Last summer, the Securities and Exchange Commission, America’s top financial regulator, added fresh incentives by allowing potential whistleblowers to bypass their employers’ own internal compliance systems if they do not trust them.

It caused a barrage of complaints that it will leave companies’ expensive internal compliance departments redundant and encourages lawyers to pursue tenuous cases in pursuit of hefty fees. They are risks, but the priority should be to encourage whistleblowing.

And the combination of risk and reward appears to have the potential to help uncover wrongdoing in the battered banking industry.

What is clearer, though, is that life as a whistleblower is hard. Thorpe says he was rejected for 20 jobs since he left Glaxo and has run up debts of $700,000. Though he is poised for a handsome pay-off, he did not know the outcome when his case started almost a decade ago.

http://www.telegraph.co.uk/finance/newsbysector/pharmaceuticalsandchemicals/9431096/Why-whistleblowing-is-thankfully-becoming-a-risk-worth-taking.html

2 comments:

aek said...

You. Don't. Have. A. Clue.

Before you mouth off about whistleblowing, please spend a wee bit of time in the literature. Less than 1% of complaints across industries (private and public) ever go to trial. Less than 1% of those are found in favor of the WB. Then there may be no award at all.

So there's that.

In the private sector, forget about any protections, whatsoever.
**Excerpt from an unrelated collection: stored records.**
PR #346, opened 2018-11-10
dht_proxy_client: fix finished behavior

AmarOk1412:
callback_.emplace_back() returns immediately, so, in some case,
finished can be set to true even before we execute one callback.
Finished should be set to true only when donecb is executed or
if a callback returns false.

This improve the reactivity of the proxy client.

### DIFF
--- a/src/dht_proxy_client.cpp
+++ b/src/dht_proxy_client.cpp
@@ -254,7 +254,8 @@ DhtProxyClient::get(const InfoHash& key, GetCallback cb, DoneCallback donecb, Va
     o.thread = std::thread([=](){
         // Try to contact the proxy and set the status to connected when done.
         // will change the connectivity status
-        auto ok = std::make_shared<std::atomic_bool>(true);
+        struct GetState{ std::atomic_bool ok {true}; std::atomic_bool stop {false}; };
+        auto state = std::make_shared<GetState>();
         restbed::Http::async(req,
             [=](const std::shared_ptr<restbed::Request>& req,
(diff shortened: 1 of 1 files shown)


AmarOk1412:
@aberaud  A good way to reproduce the bug:

1. Use a dhtproxy with any Ring client
2. Spam someone with messages
3. Without this patch, some messages will fail even with you contact connected. With this patch, all messages will arrive.

src/dht_proxy_client.cpp
```diff
@@ -252,6 +252,7 @@ DhtProxyClient::get(const InfoHash& key, GetCallback cb, DoneCallback donecb, Va
     o.req = req;
     o.finished = finished;
     o.thread = std::thread([=](){
+        auto stop_cb = std::make_shared<std::atomic_bool>(false);
```
aberaud:
```suggestion
        struct GetState{ std::atomic_bool ok {true}; std::atomic_bool stop {false}; };
        auto state = std::make_shared<GetState>();
```

aberaud: line 266: `while (restbed::Http::is_open(req) and not *finished and not state->stop) {`
line 268: `if (*finished or state->stop)`

AmarOk1412: Done :) Indeed we can group these two options.

Note: Our travis build is broken because of these commit: https://github.com/savoirfairelinux/opendht/commit/b7b5152348091a44eea16da61be9fbfb09203992
Too old on the travis machine.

And the outcome is that 100% of whistleblowers suffer health problems, and at least 50% consider suicide. Almost all lose their jobs and their careers - they lose the ability to support themselves and their families. They lose a place in society. People of all stripes refuse to associate with them in any setting. Most lose their families.

There's nothing like the feeling of seeing someone recognize you and hurriedly scurry away.

Our worlds are silent - no returned phone calls or meetings or interactions of any type.

If we're lucky, we die early deaths. If not, we stay in this living hell for the rest of our lives, impoverished in every imaginable way.

There is no help for whistleblowers absent the very few threads dangled by the feds. And there, Obama has a war on whistleblowers and prosecutes them harshly at every opportunity.

So just shut up about it being worth it. You don't have the right to place that guilt on top of all of the rest of the anguish that whistleblowers and potential whistleblowers face.

Don't like it? Then vote the bastards and bitches (equal opportunity, you know) out, seek out a whistleblower and support them with everything at your disposal - public friendship, networking, job offers and networking, the works. Because there isn't any other place that it will come from.

Anonymous said...

Try whistleblowing at the FDA.

There is no false claims act and they have a special court system where you can only introduce evidence that the FDA allows you to introduce (they claim everything is tradesecret and can't be released).

We are talking about repeated mass killings and no one can do anything.